In the 1980s, Whitten’s historical two-dimensional plane evolved into a concrete three-dimensional plane. His use of sculptural techniques involved the use of plaster of Paris molds from found objects cast in acrylic paint. This allowed the paint to operate without support. Therefore, the acrylic paint had become a medium of collage; this allowed him to address the problem of subject matter in abstraction. Jazz musicians, poets, family members, important members of the African-American community, honored as Black Monoliths are the subject of many paintings. For his current show, Alexander Grothendieck, a German-born French mathematician who played an important role in the development of modern algebraic geometry is the subject of Escalation II (x² + y² = 1) For Alexander Grothendieck; Leonard Nimoy know as ‘Dr. Spock’ on Star Trek is the subject of Vulcan Philosophy (“Infinite diversity in infinite combinations”) For: Dr. Spock.
In 1990 Whitten discovered that his acrylic skins that were used as collage could be cut into tesserae. Tesserae are the units in ancient mosaics. They also function as pixels, which are the units in contemporary electronic communication. Due to the complexity of process he divides it into three distinct processes: Construction, Deconstruction, Reconstruction. Construction is the building of the acrylic skin. Deconstruction is the literal cutting or breaking of the unit after freezing the skin. Reconstruction is the final making of the painting. In response to hand surgery in 2012, the tesserae disappeared into a unified wave surface with a three-dimensional line embedded in the wet acrylic surface, these are known as the Loop paintings. The current Escalation series continues the use of tesserae, but with a more explosive, organic energy. They reflect his interest in the molecular patterns found in particle physics. Cosmologically speaking, Whitten’s position is that the universe is both expanding and shrinking simultaneously.

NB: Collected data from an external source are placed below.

PR #1525, opened 2026-02-23
chore!: Update `hugr-py` dependency incl. switching to core metadata 

tatiana-s:
BREAKING CHANGE: (guppylang-internals) `CoreMetadataKeys` removed, use keys from `hugr.metadata` instead

---

BEGIN_COMMIT_OVERRIDE
chore: Update hugr-py dependency incl. switching to core metadata (#1525)
END_COMMIT_OVERRIDE

### DIFF
--- a/guppylang-internals/src/guppylang_internals/compiler/core.py
+++ b/guppylang-internals/src/guppylang_internals/compiler/core.py
@@ -7,7 +7,6 @@ from typing import TYPE_CHECKING, Any, ClassVar, cast
 
 import tket_exts
 from hugr import Hugr, Node, Wire, ops
-from hugr import ext as he
 from hugr import tys as ht
 from hugr.build import function as hf
 from hugr.build.dfg import DP, DefinitionBuilder, DfBase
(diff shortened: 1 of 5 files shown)


guppylang-internals/src/guppylang_internals/engine.py
```diff
@@ -322,26 +317,20 @@ def compile(self, id: DefId) -> ModulePointer:
...
             for ext in used_extensions_result.used_extensions.extensions.values()
         ]
         # Add unresolved extensions as well, but we only have the names
         used_exts_meta.extend(
-            {
-                "name": ext,
-            }
-            for ext in used_extensions_result.unresolved_extensions
+            [
+                ExtensionDesc(name=ext_name, version=Version.parse("0.0.0"))
```
tatiana-s: I am not sure if there is something better to set it to / whether this will cause issues, but it is not possible to just leave it empty like it was previously

aborgna-q: Uhm, that's annoying.

We could go with `Version(major=0, prerelease="unknown")` or something for now, and see if we can make the field optional in `hugr`.

PR #1527, opened 2026-02-23
feat: Improve error message for passing non-comptime values into comptime

### LINKED ISSUE #908: Improve error message for passing non-comptime values into `comptime`
In the following code `comptime` and `angle` are composed in the wrong order. This leads to an error as the `angle` type cannot be passed into comptime.

```python
from guppylang import guppy
from guppylang.std.builtins import comptime
from guppylang.std.quantum import cx, rz, qubit


@guppy
def phase_gadget(q0: qubit, q1: qubit) -> None:
    cx(q0, q1)
    rz(q1, comptime(angle(0.5)))
    cx(q0, q1)

phase_gadget.compile()
```

I think the error should state explicitly which types are valid inputs to the `comptime` function.

Current error...

```
---------------------------------------------------------------------------
GuppyComptimeError                        Traceback (most recent call last)
File ~/quantinuum/guppylang/guppylang-internals/src/guppylang_internals/checker/expr_checker.py:1368, in eval_comptime_expr(node, ctx)
   1367 try:
-> 1368     python_val = eval(ast.unparse(node.value), DummyEvalDict(ctx, node.value))  # noqa: S307
   1369 except DummyEvalDict.GuppyVarUsedError as e:

File <string>:1

File ~/quantinuum/guppylang/guppylang-internals/src/guppylang_internals/tracing/util.py:41, in hide_trace.<locals>.wrapped(*args, **kwargs)
     40 with exception_hook(tracing_except_hook):
---> 41     return f(*args, **kwargs)

File ~/quantinuum/guppylang/guppylang-internals/src/guppylang_internals/tracing/object.py:504, in TracingDefMixin.__call__(self, *args)
    503 if not tracing_active():
--> 504     raise GuppyComptimeError(
    505         f"{self.wrapped.description.capitalize()} `{self.wrapped.name}` may "
    506         "only be called in a Guppy context"
    507     )
    509 defn = ENGINE.get_checked(self.wrapped.id)

GuppyComptimeError: Type `angle` may only be called in a Guppy context

The above exception was the direct cause of the following exception:

GuppyError                                Traceback (most recent call last)
    [... skipping hidden 1 frame]

Cell In[8], line 13
     10     rz(q1, comptime(angle(0.5)))
     11     cx(q0, q1)
---> 13 phase_gadget.compile()

GuppyError: ComptimeExprEvalError(span=<ast.Call object at 0x11078c130>, _parent=None, children=[], err='Traceback (most recent call last):\n  File "<string>", line 1, in <module>\n  File "/Users/maximilian.ruesch/quantinuum/guppylang/guppylang-internals/src/guppylang_internals/tracing/util.py", line 41, in wrapped\n    return f(*args, **kwargs)\n  File "/Users/maximilian.ruesch/quantinuum/guppylang/guppylang-internals/src/guppylang_internals/tracing/object.py", line 504, in __call__\n    raise GuppyComptimeError(\nguppylang_internals.error.GuppyComptimeError: Type `angle` may only be called in a Guppy context\n')
```

rmfisher26:
## Summary

- Add a new `ComptimeGuppyObjectError` diagnostic that fires when a Guppy type or function is called inside a `comptime()` expression
- Fix `sys.excepthook `being overridden by `@hide_trace` during comptime eval, which previously caused the new error to render as a raw Python traceback instead of a formatted Guppy error
- Add two snapshot error tests covering both cases

**Motivation**
Closes #908 

## Details

When a user writes `comptime(angle(0.5))`, Python eagerly evaluates `angle(0.5)` before passing the result to `comptime`. Since `angle `is a Guppy struct wrapped in `TracingDefMixin`, calling it outside a tracing context raises a `GuppyComptimeError`. Previously this surfaced as a generic "Python error" with a raw traceback — the actual message ("Type `angle `may only be called in a Guppy context") provided no guidance on what types are valid.   

The except `GuppyComptimeError` handler now restores `sys.excepthook` before re-raising as a `GuppyError`, so the pretty-printing hook handles it correctly.

The fix adds a dedicated `except GuppyComptimeError` handler in `eval_comptime_expr `that produces a clearer diagnostic:

**Tests**

- `tests/error/comptime_expr_errors/guppy_type_in_comptime.py` — calling a Guppy struct type (`angle`) inside `comptime()`

```
Error: Invalid comptime expression (at $FILE:8:20)
  | 
6 | @compile_guppy
7 | def foo() -> int:
8 |     return comptime(angle(0.5))
  |                     ^^^^^^^^^^ Cannot use a Guppy object in a comptime expression

Type `angle` may only be called in a Guppy context

Comptime expressions are evaluated as plain Python. Guppy functions and types
require a Guppy context and cannot be called inside `comptime`.

```

- ` tests/error/comptime_expr_errors/guppy_func_in_comptime.py` — calling a `@guppy` function inside` comptime()`

```
Error: Invalid comptime expression (at $FILE:13:20)
   | 
11 | @compile_guppy
12 | def foo() -> int:
13 |     return comptime(my_func())
   |                     ^^^^^^^^^ Cannot use a Guppy object in a comptime expression

Function `my_func` may only be called in a Guppy context

Comptime expressions are evaluated as plain Python. Guppy functions and types
require a Guppy context and cannot be called inside `comptime`.

```

### DIFF
--- a/guppylang-internals/src/guppylang_internals/checker/expr_checker.py
+++ b/guppylang-internals/src/guppylang_internals/checker/expr_checker.py
@@ -1367,24 +1367,23 @@ def eval_comptime_expr(node: ComptimeExpr, ctx: Context) -> Any:
     if sys.implementation.name != "cpython":
         raise GuppyError(ComptimeExprNotCPythonError(node))
 
-    # Ensure that any modifications to sys.excepthook performed in the `eval` call (e.g. through 
-    # `@hide_trace`-decorated Guppy callables) are rolled back to the current exception hook
-    # when `eval` exits. Without this, exceptions raised during `eval` may cause the sys.excepthook
-    # to render raw tracebacks instead of formatted diagnostics.
-    with saved_exception_hook():
-        try:
+    # Ensure that any modifications to sys.excepthook performed in the `eval` call
+    # (e.g. through `@hide_trace`-decorated Guppy callables) are rolled back to the
+    # current exception hook when `eval` exits. Without this, exceptions raised
+    # during `eval` may cause the sys.excepthook to render raw tracebacks instead
+    # of formatted diagnostics.
+    try:
+        with saved_exception_hook():
             python_val = eval(ast.unparse(node.value), DummyEvalDict(ctx, node.value))  # noqa: S307
-        except DummyEvalDict.GuppyVarUsedError as e:
-            raise GuppyError(
-                ComptimeExprNotStaticError(e.node or node, e.var)
-            ) from None
-        except GuppyComptimeError as e:
-            raise GuppyError(ComptimeGuppyObjectError(node.value, str(e))) from e
-        except Exception as e:
-            # Remove the top frame pointing to the `eval` call from the stack trace
-            tb = e.__traceback__.tb_next if e.__traceback__ else None
-            tb_formatted = "".join(traceback.format_exception(type(e), e, tb))
-            raise GuppyError(ComptimeExprEvalError(node.value, tb_formatted)) from e
+    except DummyEvalDict.GuppyVarUsedError as e:
+        raise GuppyError(ComptimeExprNotStaticError(e.node or node, e.var)) from None
+    except GuppyComptimeError as e:
+        raise GuppyError(ComptimeGuppyObjectError(node.value, str(e))) from e
+    except Exception as e:
+        # Remove the top frame pointing to the `eval` call from the stack trace
+        tb = e.__traceback__.tb_next if e.__traceback__ else None
+        tb_formatted = "".join(traceback.format_exception(type(e), e, tb))
+        raise GuppyError(ComptimeExprEvalError(node.value, tb_formatted)) from e
     return python_val
 
 


guppylang-internals/src/guppylang_internals/checker/expr_checker.py
```diff
@@ -1364,10 +1366,18 @@ def eval_comptime_expr(node: ComptimeExpr, ctx: Context) -> Any:
...
+    # and functions) may override it with `tracing_except_hook` if they raise a
+    # GuppyComptimeError during eval. We need to restore it so that the GuppyError
+    # we raise below is handled by the correct (pretty-printing) hook.
+    saved_excepthook = sys.excepthook
     try:
         python_val = eval(ast.unparse(node.value), DummyEvalDict(ctx, node.value))  # noqa: S307
     except DummyEvalDict.GuppyVarUsedError as e:
         raise GuppyError(ComptimeExprNotStaticError(e.node or node, e.var)) from None
+    except GuppyComptimeError as e:
+        sys.excepthook = saved_excepthook
```
maximilianruesch: How was this not an issue in the previous except branch (for used variables)? Does `str(e)` utilize this hook under the hood? I am struggling to understand where it is used.

guppylang-internals/src/guppylang_internals/checker/errors/comptime_errors.py
```diff
@@ -45,6 +45,19 @@ class ComptimeExprEvalError(Error):
...
 
+@dataclass(frozen=True)
+class ComptimeGuppyObjectError(Error):
+    title: ClassVar[str] = "Invalid comptime expression"
+    span_label: ClassVar[str] = "Cannot use a Guppy object in a comptime expression"
+    message: ClassVar[str] = (
+        "{err_message}\n\n"
+        "Valid comptime expressions must evaluate to a plain Python value. "
+        "Supported types are: `bool`, `str`, `int`, `float`, `tuple`, `list`, "
+        "and `None`."
```
maximilianruesch: Is there any reference for this list? Anything one can reduce to a single source of truth, or at least point to it for documentation here?

guppylang-internals/src/guppylang_internals/checker/errors/comptime_errors.py
```diff
@@ -45,6 +45,19 @@ class ComptimeExprEvalError(Error):
     err: str
 
 
+@dataclass(frozen=True)
+class ComptimeGuppyObjectError(Error):
+    title: ClassVar[str] = "Invalid comptime expression"
+    span_label: ClassVar[str] = "Cannot use a Guppy object in a comptime expression"
+    message: ClassVar[str] = (
+        "{err_message}\n\n"
+        "Valid comptime expressions must evaluate to a plain Python value. "
```
maximilianruesch: Imo the main point is that the value must be evaluable in Python, not that it evaluates to a plain Python value. The problem raising the error is that the function that is called is not callable from pure Python, so the expression cannot be evaluated there.

Similar to the other comment for this object, we should keep this consistent with other sources about what comptime supports. In particular, we should be wary about adding an error message that we need to update and maintain when increasing support in Guppy for more involved data structures, e.g. when adding (limited) support for numpy arrays.

guppylang-internals/src/guppylang_internals/checker/expr_checker.py
rmfisher26: ### Summary:

The reason it's only needed in the `GuppyComptimeError `branch (not `GuppyVarUsedError `or the generic Exception branch) is that only `TracingDefMixin.__call__` (via `@hide_trace`) modifies `sys.excepthook`. `DummyEvalDict.GuppyVarUsedError` and ordinary Python exceptions don't go through `@hide_trace`, so the hook is never touched in those paths.

#### Observation 1:  GuppyVarUsedError  does not use @hide_trace
`GuppyVarUsedError ` is raised directly inside `DummyEvalDict.__getitem__`  method with no Guppy decorators. `@hide_trace` is never entered, so `sys.excepthook` is never touched.

_`guppylang-internals/src/guppylang_internals/checker/core.py`_
```
 def __getitem__(self, key: str) -> Any:
        self._check_item(key)
        return super().__getitem__(key)
```
#### Observation 2:  GuppyComptimeError  uses @hide_trace 
`GuppyComptimeError `passes through `@hide_trace` on `TracingDefMixin.__call__`, which wraps with `exception_hook(tracing_except_hook)`. When the exception propagates, the hook is left overwritten.

When `eval `is called, this invokes `GuppyDefinition.__call__ -->  TracingDefMixin.__call__` (which has the `@hide_trace` decorator) as seen below:

_`guppylang-internals/src/guppylang_internals/tracing/object.py`_

```
@dataclass(frozen=True)
class TracingDefMixin(DunderMixin):
    """Mixin to provide tracing semantics for definitions."""

    wrapped: Definition

    @property
    def id(self) -> DefId:
        return self.wrapped.id

    @hide_trace
    def __call__(self, *args: Any) -> Any:
        from guppylang_internals.tracing.function import trace_call

        if not tracing_active():
            raise GuppyComptimeError(
                f"{self.wrapped.description.capitalize()} `{self.wrapped.name}` may "
                "only be called in a Guppy context"
            )

        defn = ENGINE.get_checked(self.wrapped.id)
        if isinstance(defn, CallableDef):
            return trace_call(defn, *args)
        elif (
            isinstance(defn, TypeDef)
            and defn.id in DEF_STORE.impls
            and "__new__" in DEF_STORE.impls[defn.id]
        ):
            constructor = DEF_STORE.raw_defs[DEF_STORE.impls[defn.id]["__new__"]]
            return TracingDefMixin(constructor)(*args)
        err = f"{defn.description.capitalize()} `{defn.name}` is not callable"
        raise GuppyComptimeError(err)
```

#### Observation 3: : The code for the @hide_trace is here: 
From `_guppylang-internals/src/guppylang_internals/tracing/util.py_`

```
def hide_trace(f: Callable[P, T]) -> Callable[P, T]:
    """Function decorator that hides compiler-internal frames from the traceback of any
    exception thrown by the decorated function."""

    @functools.wraps(f)
    def wrapped(*args: P.args, **kwargs: P.kwargs) -> T:
        with exception_hook(tracing_except_hook):
            return f(*args, **kwargs)

    return wrapped
```

guppylang-internals/src/guppylang_internals/checker/errors/comptime_errors.py
rmfisher26: This was based on from `python_value_to_guppy_type` from `expr_checker.py`  which mentions those types. So I did update that  `ComptimeGuppyObjectError ` to remove those specific types now and modified the error message as mentioned in the below comment. If I should modify this further just let me know!

guppylang-internals/src/guppylang_internals/checker/errors/comptime_errors.py
rmfisher26: I did update the `guppylang-internals/src/guppylang_internals/checker/errors/comptime_errors.py` to remove the specific types and rephrased the message. If this message is not necessary, it can also be removed.

```
class ComptimeGuppyObjectError(Error):
    title: ClassVar[str] = "Invalid comptime expression"
    span_label: ClassVar[str] = "Cannot use a Guppy object in a comptime expression"
    message: ClassVar[str] = (
        "{err_message}\n\n"
        "Comptime expressions are evaluated as plain Python. Guppy functions "
        "and types require a Guppy context and cannot be called inside `comptime`."
    )
    err_message: str

```

maximilianruesch: There is some duplication with the inner error message (see your tests for example) with the inner thing requiring a Guppy context. I think its still fine though, and now the message is more on point while requiring less maintenance. Good job!

guppylang-internals/src/guppylang_internals/checker/expr_checker.py
doug-q: I admit I don't entirely understand, but I do think this is pretty gross.

It couples implementation details here with implementation details in hide_trace.

Is there another way to factor this that isn't so fragile?

maximilianruesch: There is something fishy going on here. The hook is modified by `@hide_trace`, but usually its reset to its old value. It seems like now the hook change inside the `eval` persists for some reason.

If we find out why and fix it, we should get away without manually resetting it here.

maximilianruesch: Ah, so the context manager from `@hide_trace` simply does not reset the exception hook when an exception is raised inside it, which makes sense since you want that exception to be handled using the exception hook. However, we want to reset the exception hook here since we do not want the changes from inside an `eval` context to persist.

I propose a more general solution. Add a context manager that simply saves the current exception hook, yields inside a try-finally block and resets it to the previous. Then wrap the eval call in `expr_checker.py` in this context manager. So its still manual, just more maintainable.

Something like
```
@contextmanager
def saved_exception_hook():
    old_hook = sys.excepthook
    try:
        yield
    finally:
        sys.excepthook = old_hook
```
with some documentation around when it is applicable. This should be clearer than what is going on, and still be usable for branches / exceptions that do not need to go through `@hide_trace`.

rmfisher26: Thank you both for your review and recommendations! I will let you know when I have an update on this solution.

rmfisher26: I have added the `contextmanager `and added some documentation.

guppylang-internals/src/guppylang_internals/checker/expr_checker.py
```diff
@@ -1364,15 +1367,26 @@ def eval_comptime_expr(node: ComptimeExpr, ctx: Context) -> Any:
...
-        tb = e.__traceback__.tb_next if e.__traceback__ else None
-        tb_formatted = "".join(traceback.format_exception(type(e), e, tb))
-        raise GuppyError(ComptimeExprEvalError(node.value, tb_formatted)) from e
+    # Wrap the eval in saved_exception_hook so that any changes to sys.excepthook made
+    # by `@hide_trace`-decorated Guppy callables (e.g. types and functions) are rolled
+    # back when the block exits. Without this, a GuppyComptimeError propagating through
+    # @hide_trace would leave `tracing_except_hook` as sys.excepthook, causing the
+    # GuppyError raised below to render as a raw Python traceback instead of a formatted
+    # Guppy error.
+    with saved_exception_hook():
```
maximilianruesch: The intention was to wrap literally just the eval statement, not the whole block. It should still work out as expected. This is to reduce indentation and clarify the impact of exception hook saving.

guppylang-internals/src/guppylang_internals/error.py
```diff
@@ -76,6 +76,21 @@ def ipython_excepthook(
     sys.excepthook = old_hook
 
 
+@contextmanager
+def saved_exception_hook() -> Iterator[None]:
```
maximilianruesch, line 80: Nice function, and nice docs!

guppylang-internals/src/guppylang_internals/checker/expr_checker.py
```diff
@@ -1364,15 +1367,26 @@ def eval_comptime_expr(node: ComptimeExpr, ctx: Context) -> Any:
...
-        # Remove the top frame pointing to the `eval` call from the stack trace
-        tb = e.__traceback__.tb_next if e.__traceback__ else None
-        tb_formatted = "".join(traceback.format_exception(type(e), e, tb))
-        raise GuppyError(ComptimeExprEvalError(node.value, tb_formatted)) from e
+    # Wrap the eval in saved_exception_hook so that any changes to sys.excepthook made
+    # by `@hide_trace`-decorated Guppy callables (e.g. types and functions) are rolled
+    # back when the block exits. Without this, a GuppyComptimeError propagating through
+    # @hide_trace would leave `tracing_except_hook` as sys.excepthook, causing the
+    # GuppyError raised below to render as a raw Python traceback instead of a formatted
+    # Guppy error.
```
maximilianruesch: Move this comment with the `with` block inside the `try:`, and it can be shortened to (up to moving the words to satisfy ruff):
```suggestion
    # Ensure that any modifications to sys.excepthook performed in the `eval` call (e.g. through 
    # `@hide_trace`-decorated Guppy callables) are rolled back to the current exception hook
    # when `eval` exits. Without this, exceptions raised during `eval` may cause the sys.excepthook
    # to render raw tracebacks instead of formatted diagnostics.
```

guppylang-internals/src/guppylang_internals/checker/expr_checker.py
maximilianruesch: This is much cleaner, thanks!

guppylang-internals/src/guppylang_internals/checker/expr_checker.py
rmfisher26: Thanks for the clarification! I have updated this as directed.

maximilianruesch (approved):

Jack Whitten’s works are currently included in group shows at: Foundation De 11 Lijnen, Oudenburg; Hammer Museum, Los Angeles. Upcoming group shows will be at The Menil Collection, Houston; Kunstmuseum Stuttgart. For ‘Atopolis’, a group show in Mons curated by Dirk Snauwaert, Whitten has created a monumental piece that will be on view from 13 June until 18 October 2015. His work has been exhibited in the 1969 and 1972 Whitney Annuals at the Whitney Museum of American Art, New York; and a landmark 1974 solo exhibition at the Whitney Museum of American Art. Recently, Whitten’s work has been featured at the Brooklyn Museum (2014); Museum Dhondt-Dhaenens, Deurle (2014), 55th Venice Biennale (2013); among others. His work is represented in the collections of the Museum of Modern Art, New York; Metropolitan Museum of Art, New York; Tate Modern, London; Whitney Museum of Art, New York; Birmingham Museum of Art; Brooklyn Museum, New York; Aldrich Museum, Ridgefield; Cleveland Museum of Art, Cleveland; Columbia University, New York; Fogg Art Museum of Art, New York; High Museum of Art Atlanta, Atlanta; Museum of Contemporary Art San Diego, San Diego; Newark Mseum; Newark; Palm Springs museum, Palm Springs; Princeton Art Museum, Princeton; Rose Art Museum, Waltham/Boston; SFMOMA, San Francisco; Studio Museum of Harlem, New York; Wadsworth Atheneum Museum of Art, New York; Walker Art Center, Minneapolis and Dallas Museum of Art, Dallas among others.